Simon found the army boring too. Until the day he met Coleman Stapleton. At first, their only link was a common birthplace, the grungy industrial city on the banks of the Hudson River in northern New Jersey. Physically and sociologically, Stapleton seemed to be Simon’s total opposite. Remarkably handsome in a 1930-ish Duke-of-Windsor way, he was the American aristocrat personified. His father was the minister of the poshest Presbyterian church in town. Various other relatives owned the largest textile mill, the biggest law firm and other bastions of Wasp power.

At home, Stapleton would have recoiled from the very thought of associating with someone named Simon Burke. The realities of life in Camp Grundy, Tennessee, forced camaraderie upon them. The infantry company to which they were assigned numbered among its elements a group of thugs from the dead end of Brooklyn, another group of public enemies from the lower depths of Chicago, an assortment of kids who looked and acted like high school freshmen in an Andy Hardy movie, and two dozen lanky scared-looking mountain boys who had never worn shoes or seen a toilet before in their lives.

At first, Simon and Stapleton exchanged information. Simon was fascinated to hear that disillusion was more rife—and more deadly—among the Wasps than it was among the Catholics. As Stapleton described them, the upper class was wobbling along on a few shreds of patriotism and noblesse oblige, at which his generation scoffed. Stapleton was almost as interested to learn that discontent with the Democratic Party and weariness with pontificating monsignors was rampant behind the monolithic facade of Irish-American Catholicism.

It did not take long for Coleman Stapleton and Simon to discover a common obsession: religion. Coleman had majored in it at Harvard and had spent a year at the Yale Divinity School, where he finally decided there was no god. When he revealed this awful conclusion to the dean of the school, that reverend gentleman did not even blink. He told Stapleton that half of those who graduated had the same opinion. For Simon, still in the womb of Mother Church, this was an enormously shocking, incredibly exciting idea. It left him with a tormented wish to demonstrate that he too could be a spiritual daredevil.

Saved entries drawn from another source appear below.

PR #1435, opened 2016-01-29
Allow for supplying Filters to Logging Appenders

ghenkes:
This change adds a seam to allow consumers to supply Logback Filters to apply to logging Appenders. These filters will be applied, in order, after the threshold filter. This allows for further refinement of what will be logged. For example, I have an endpoint that is called on a schedule to check availability that I would like to exclude from the access logs by supplying a filter for this URI.

You could also add appenders with the following:
* A filter that will only log failures based on status code.
* A filter that will log requests with slow responses.
* A filter that will log large requests/responses.

### DIFF
--- a/dropwizard-logging/src/test/java/io/dropwizard/logging/DefaultLoggingFactoryTest.java
+++ b/dropwizard-logging/src/test/java/io/dropwizard/logging/DefaultLoggingFactoryTest.java
@@ -1,10 +1,12 @@
 package io.dropwizard.logging;
 
 import ch.qos.logback.classic.Level;
+import ch.qos.logback.classic.spi.ILoggingEvent;
 import com.codahale.metrics.MetricRegistry;
 import com.fasterxml.jackson.databind.JsonNode;
 import com.fasterxml.jackson.databind.ObjectMapper;
 import com.fasterxml.jackson.databind.node.TextNode;
+import com.google.common.collect.ImmutableList;
 import com.google.common.collect.ImmutableMap;
 import com.google.common.io.Files;
 import com.google.common.io.Resources;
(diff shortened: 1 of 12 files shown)


arteam:
This seems to me like a reasonable improvement. It allows to extend logging behavior without changing the default logging configuration. It fits nicely with Dropwizard's philosophy of keeping things simple for the average user, but at the same time providing a means of control for those, who want to customize the framework.

dropwizard-logging/src/test/java/io/dropwizard/logging/DefaultLoggingFactoryTest.java
```diff
@@ -71,6 +71,7 @@ public void canParseNewLoggerFormat() throws Exception {
         assertThat(fileAppenderFactory.getCurrentLogFilename()).isEqualTo("${new_app}.log");
         assertThat(fileAppenderFactory.getArchivedLogFilenamePattern()).isEqualTo("${new_app}-%d.log.gz");
         assertThat(fileAppenderFactory.getArchivedFileCount()).isEqualTo(5);
+        assertThat(fileAppenderFactory.getFilterFactories()).containsExactly(new TestFilterFactory(), new SecondTestFilterFactory());
```
arteam: This currently produces a compiler warning about an unchecked call. What do you think about replacing this
check by a serie of checks?
```java
final ImmutableList<?> filterFactories = fileAppenderFactory.getFilterFactories();
assertThat(filterFactories).hasSize(2);
assertThat(filterFactories.get(0)).isExactlyInstanceOf(TestFilterFactory.class);
assertThat(filterFactories.get(1)).isExactlyInstanceOf(SecondTestFilterFactory.class);
```

As a benefit, we could get rid of `hashCode` and `equals` implementations for `TestFilterFactory` and `SecondTestFilterFactory`.

arteam: After another look, I beleive we could even use `ImmutableList<FilterFactory<ILoggingEvent>>` if we generify `appenderFactory` and `fileAppenderFactory`.

arteam:
@ghenkes, I reviewed the implementation, looks great. One note in a unit test, but generally this looks ready to merge!

ghenkes:
@arteam I've applied your suggestions in the unit test. Thanks!

arteam:
Thanks for your contribution!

On weekends they rode a rattletrap bus from Camp Grundy to the town of Prosperity, Tennessee, for a few hours of liquor and relative freedom. But Stapleton found the town’s lone bar, crowded with belching bellowing fellow privates, less than encouraging to his sense of noblesse oblige. Simon was inclined to agree with him. They frequently retreated to the woods for conversations theological and philosophical.

On this particular evening, as they walked along, they got involved in an incoherent argument about the psychology of conversion. Stapleton maintained that all converts had personality problems; Simon argued that some at least were normal and were simply expressing man’s basic need for faith. Suddenly they were interrupted by the incongruous sound of voices raised in song. “Thank you God,” Simon said, raising his eyes in mock piety “You have provided angels to convince this sinner of the folly of his ways.”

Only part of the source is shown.